Supplied material |
┄┄┄┄┄┄

PR #2430, opened 2023-02-28
Remove code coverage from build scripts

### LINKED ISSUE #2429: Remove `runtests` target
## Subject of the issue

The `runtests` target was added in #1475 without much fanfare. I tried to find any discussion about its rationale but didn't see any so I'm not sure what its proponents would say about it.

I propose we remove it for the following reasons:
1. It increases build times. No matter what, each build must run the tests. That means a no-op incremental build actually takes a few seconds since it has to run the tests even though no code has changed. As we add more tests, this build time penalty gets bigger and bigger. 
2. It's non-standard. I'm not aware any CMake project that does this. It's a bit surprising to have the tests get automatically run when all you did was ask CMake to build the project.
3. It does not produce color output. Running `ctest` will give you nicely colored output but the `runtests` target due to it using `add_custom_command` only produces a monochromatic output making it a bit harder to parse.
4. It's additional code to maintain. It's not particularly difficult to maintain, but it's a non-zero cost nonetheless.

Because our use of OpenCppCoverage on Windows ties into `runtests`, some work will be required to extract that code from the build scripts into the CI pipeline but I believe this is a solvable problem.

ChrisThrasher:
## Description

Closes #2429 

The first commit is the part that closes #2429. The second commit removes the `SFML_ENABLE_COVERAGE` option entirely because after the first commit, there was little remaining need to keep that option. Coverage can be enabled from outside of the build so there's no particular reason that needs to have its own designated option in the build. It's not as if any developers are routinely checking coverage statistics locally so no convenience is being lost.

### DIFF
--- a/.github/workflows/ci.yml
+++ b/.github/workflows/ci.yml
@@ -18,7 +18,7 @@ jobs:
         - { name: Windows VS2022 ClangCL, os: windows-2022, flags: -T ClangCL }
         - { name: Windows VS2022 Clang,   os: windows-2022, flags: -DCMAKE_C_COMPILER=clang -DCMAKE_CXX_COMPILER=clang++ -GNinja }
         - { name: Linux GCC,            os: ubuntu-latest, prefix: xvfb-run -a, flags: -DSFML_RUN_DISPLAY_TESTS=ON -GNinja }
-        - { name: Linux Clang,          os: ubuntu-latest, prefix: xvfb-run -a, flags: -DCMAKE_C_COMPILER=clang -DCMAKE_CXX_COMPILER=clang++ -DSFML_RUN_DISPLAY_TESTS=ON -GNinja , gcovr_options: '--gcov-executable="llvm-cov-$CLANG_VERSION gcov"' }
+        - { name: Linux Clang,          os: ubuntu-latest, prefix: xvfb-run -a, flags: -DCMAKE_C_COMPILER=clang -DCMAKE_CXX_COMPILER=clang++ -DSFML_RUN_DISPLAY_TESTS=ON -GNinja }
         - { name: MacOS,                os: macos-11, flags: -GNinja }
         - { name: MacOS Xcode,          os: macos-11, flags: -GXcode }
         config:
@@ -26,7 +26,7 @@ jobs:
         - { name: Static, flags: -DBUILD_SHARED_LIBS=FALSE }
         type:
         - { name: Release }
-        - { name: Debug, flags: -DCMAKE_BUILD_TYPE=Debug -DSFML_ENABLE_COVERAGE=TRUE }
+        - { name: Debug, flags: -DCMAKE_BUILD_TYPE=Debug }
 
         include:
         - platform: { name: Windows VS2022, os: windows-2022 }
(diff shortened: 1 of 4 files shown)


ChrisThrasher:

ChrisThrasher:
The new code coverage figure is down from before and I might know why. Previously we didn't do debug builds of the DRM backend which meant we never ran coverage on all the DRM-specific code. The new coverage job does include the DRM code. Because most of that code is untested, I think it's bringing down the percentage although that's good because it means the new coverage figure is more accurate.

kimci86:
I don't think DRM-specific code alone gives the explanation.
Looking at the details, we see less files and less lines are included in the coverage report.
```
@@            Coverage Diff             @@
##           master    #2430      +/-   ##
==========================================
- Coverage   23.18%   18.15%   -5.03%     
==========================================
  Files         212      145      -67     
  Lines       18063    12167    -5896  
```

┄┄┄┄┄┄

About this task | From the first line to the last, retype the records exactly.

Answer space |
PR #2430, opened 2023-02-28
Remove code coverage from build scripts

### LINKED ISSUE #2429: Remove `runtests` target
## Subject of the issue

The `runtests` target was added in #1475 without much fanfare. I tried to find any discussion about its rationale but didn't see any so I'm not sure what its proponents would say about it.

I propose we remove it for the following reasons:
1. It increases build times. No matter what, each build must run the tests. That means a no-op incremental build actually takes a few seconds since it has to run the tests even though no code has changed. As we add more tests, this build time penalty gets bigger and bigger. 
2. It's non-standard. I'm not aware any CMake project that does this. It's a bit surprising to have the tests get automatically run when all you did was ask CMake to build the project.
3. It does not produce color output. Running `ctest` will give you nicely colored output but the `runtests` target due to it using `add_custom_command` only produces a monochromatic output making it a bit harder to parse.
4. It's additional code to maintain. It's not particularly difficult to maintain, but it's a non-zero cost nonetheless.

Because our use of OpenCppCoverage on Windows ties into `runtests`, some work will be required to extract that code from the build scripts into the CI pipeline but I believe this is a solvable problem.

ChrisThrasher:
## Description

Closes #2429 

The first commit is the part that closes #2429. The second commit removes the `SFML_ENABLE_COVERAGE` option entirely because after the first commit, there was little remaining need to keep that option. Coverage can be enabled from outside of the build so there's no particular reason that needs to have its own designated option in the build. It's not as if any developers are routinely checking coverage statistics locally so no convenience is being lost.

### DIFF
--- a/.github/workflows/ci.yml
+++ b/.github/workflows/ci.yml
@@ -18,7 +18,7 @@ jobs:
         - { name: Windows VS2022 ClangCL, os: windows-2022, flags: -T ClangCL }
         - { name: Windows VS2022 Clang,   os: windows-2022, flags: -DCMAKE_C_COMPILER=clang -DCMAKE_CXX_COMPILER=clang++ -GNinja }
         - { name: Linux GCC,            os: ubuntu-latest, prefix: xvfb-run -a, flags: -DSFML_RUN_DISPLAY_TESTS=ON -GNinja }
-        - { name: Linux Clang,          os: ubuntu-latest, prefix: xvfb-run -a, flags: -DCMAKE_C_COMPILER=clang -DCMAKE_CXX_COMPILER=clang++ -DSFML_RUN_DISPLAY_TESTS=ON -GNinja , gcovr_options: '--gcov-executable="llvm-cov-$CLANG_VERSION gcov"' }
+        - { name: Linux Clang,          os: ubuntu-latest, prefix: xvfb-run -a, flags: -DCMAKE_C_COMPILER=clang -DCMAKE_CXX_COMPILER=clang++ -DSFML_RUN_DISPLAY_TESTS=ON -GNinja }
         - { name: MacOS,                os: macos-11, flags: -GNinja }
         - { name: MacOS Xcode,          os: macos-11, flags: -GXcode }
         config:
@@ -26,7 +26,7 @@ jobs:
         - { name: Static, flags: -DBUILD_SHARED_LIBS=FALSE }
         type:
         - { name: Release }
-        - { name: Debug, flags: -DCMAKE_BUILD_TYPE=Debug -DSFML_ENABLE_COVERAGE=TRUE }
+        - { name: Debug, flags: -DCMAKE_BUILD_TYPE=Debug }
 
         include:
         - platform: { name: Windows VS2022, os: windows-2022 }
(diff shortened: 1 of 4 files shown)


ChrisThrasher:

ChrisThrasher:
The new code coverage figure is down from before and I might know why. Previously we didn't do debug builds of the DRM backend which meant we never ran coverage on all the DRM-specific code. The new coverage job does include the DRM code. Because most of that code is untested, I think it's bringing down the percentage although that's good because it means the new coverage figure is more accurate.

kimci86:
I don't think DRM-specific code alone gives the explanation.
Looking at the details, we see less files and less lines are included in the coverage report.
```
@@            Coverage Diff             @@
##           master    #2430      +/-   ##
==========================================
- Coverage   23.18%   18.15%   -5.03%     
==========================================
  Files         212      145      -67     
  Lines       18063    12167    -5896  
```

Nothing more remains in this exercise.